> [WHAT YOU WILL DO]: Look through the lines below and extract any with the word "that".

(INFORMATION SUPPLIED)

PR #444, opened 2024-11-07
(shortfin-sd) Program initialization and logging improvements

monorimet:


monorimet:
Best found throughput number (11/6) is at .89 samples per second per gpu. More progress to come.

shortfin/dev_me.py
```diff
@@ -196,7 +197,8 @@ def configure_mode(env_info: EnvInfo, args):
         env_vars["SHORTFIN_IREE_SOURCE_DIR"] = env_info.iree_dir
     if env_info.clang_exe:
         env_vars["CC"] = env_info.clang_exe
-        env_vars["CXX"] = f"{env_info.clang_exe}++"
+        clangxx_exe = "clang++-".join(env_info.clang_exe.split("clang-"))
```
stellaraccident, line 200: Does this work for unadorned "clang" commands? Maybe drop this file from the patch and we do it separately?

shortfin/python/shortfin_apps/sd/components/manager.py
```diff
@@ -34,7 +34,7 @@ def __init__(self, device="local-task", device_ids=None):
                         raise ValueError(f"Device id {did} could not be parsed.")
             else:
                 selected = available
-            sb = sf.amdgpu.SystemBuilder(amdgpu_visible_devices=";".join(selected))
+            sb = sf.SystemBuilder(system_type="amdgpu")
```
stellaraccident, line 37: You can just create the SystemBuilder once:

```
sb = sf.SystemBuilder(system_type="amdgpu")
sb.visible_devices = get_selected_devices(sb)
self.ls = sb.create_system()
```

(i.e. you can set properties between construction of the SystemBuilder and create_system())

Note that the property takes a normal list of strings so no need to join.

It also looks like you dropped the visible_devices thing in this patch.

shortfin/src/shortfin/local/systems/amdgpu.cc
```diff
@@ -23,6 +23,7 @@ AMDGPUSystemBuilder::AMDGPUSystemBuilder(iree_allocator_t host_allocator,
   iree_hal_hip_device_params_initialize(&default_device_params_);
   InitializeDefaultSettings();
   config_options().ValidateUndef();
+  default_device_params_.async_allocations = false;
```
stellaraccident, line 26: Can drop this now.

stellaraccident (approved):
Some nits.

shortfin/python/shortfin_apps/sd/components/manager.py
monorimet: yeah, that was for making sure the specified device IDs actually matched an available device. I don't really like it, so I'll pass in the raw args.

PR #447, opened 2024-11-07
Stop generation on EOS & Allow specifying token length on client.

renxida:
One thing I'm not sure of is how different export methods would generate different configs.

(End INFORMATION SUPPLIED)

> [SOLUTION TO THIS PROBLEM]:
Note that the property takes a normal list of strings so no need to join.
monorimet: yeah, that was for making sure the specified device IDs actually matched an available device. I don't really like it, so I'll pass in the raw args.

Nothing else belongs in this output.